Parameter Recovery Deep Dive
A parameter recovery exercise is an incredibly important exercise for validating the internal consistency of a causal inference model. A parameter refers to a variable in the model whose value we infer using data. These parameters form the internal machinery of the model, governing key components of the model such as each channel’s time-shifted impact, a context variable’s effect, or the latent baseline (non-marketing) effect that drives the KPI over time.
Before we jump into how to interpret the parameter recovery information in Recast, it’s good to get a general understanding of what parameter recovery is and why it matters.
In short, the goal of a parameter recovery exercise is to simulate data where we know the true relationships between all of the variables, and then we want to put our model to the test to see if it gets the right answer when we run the simulated data through the model. We have more detailed discussion of the purpose of these checks at the following links:
- Overview of parameter recovery 
Doing the work of simulating parameters, generating data, running the model, and then comparing the modeled results to the simulated parameters is a lot of work, so Recast has built tools to do this for you. When you launch a “parameter recovery” run via the Recast “Launch Run” page, under the hood Recast is going to:
- For each parameter in the model, choose a random value drawn from the prior you set 
- Use those parameter values to generate data for - The dependent variable / KPI variable as well as 
- Any lower-funnel channels 
 
- Recast will then discard the original KPI and lower-funnel channel data, and replace them with the simulated values from step 2. The resulting synthetic dataset will include: - actual marketing spend, 
- Actual contextual variables, and 
- simulated KPI and lower-funnel channel data. 
 
- Recast will launch a “model run” using the data from step 3 and the priors you set. 
- Once the run has completed, Recast will compare the parameters estimated via the model in step 4 with the parameters generated in step 1. 
- This information is summarized in the “parameter recovery dashboard” 
When interpreting the parameter recovery dashboard, it’s critical to keep in mind that we are looking at the results of a real model run on simulated data.
So if you look at the results and say “wow the intercept is way too high, that doesn’t make sense for my business” then you’re interpreting the results incorrectly! We should expect that the results we see in the parameter recovery don’t necessarily match business reality because all we care about checking is if the modeled results match the simulated parameters!
So for example when we look at the following graph, the black line is the simulated value for the intercept. That is to say – it’s completely made up! It was randomly generated from within the prior (yellow region) so there’s no reason to spend any time trying to interpret the black line.
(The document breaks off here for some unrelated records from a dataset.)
PR #769, opened 2017-02-02
adding gethostbyname for ipv4

andSpace:
Fallback for ipv4 to use gethostbyname in case getaddrinfo returns EAI_SYSTEM

### DIFF
--- a/lib/client-handshake.c
+++ b/lib/client-handshake.c
@@ -113,6 +113,8 @@ lws_client_connect_2(struct lws *wsi)
 	} else
 #endif
 	{
+		int addr_rv;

What we care about is the blue shaded region and the blue line. This area represents the model’s estimates and here we can see that the model does a pretty good job of following the actuals, although in the last hundred days of data the model does miss a bit.
We can review these same plots for all of the different parameters in the model, which can help give us a sense for how often we can expect the model to be “wrong” once we start using it with actual data to make real world decisions.
One example of this has to do with time shifts. In general, media mix models don’t work with super-long time shifts because as the time-shift gets longer the amount of signal associated with any given change to marketing budgets is reduced. This parameter recovery exercise can help us understand how much of a problem that is! If our model is struggling to recover ROIs with the time-shift priors we have, we know that with the amount of spend variation in the data and the assumed time-shifts that the model’s results simply won’t be reliable when we try to use it on real (not simulated) data.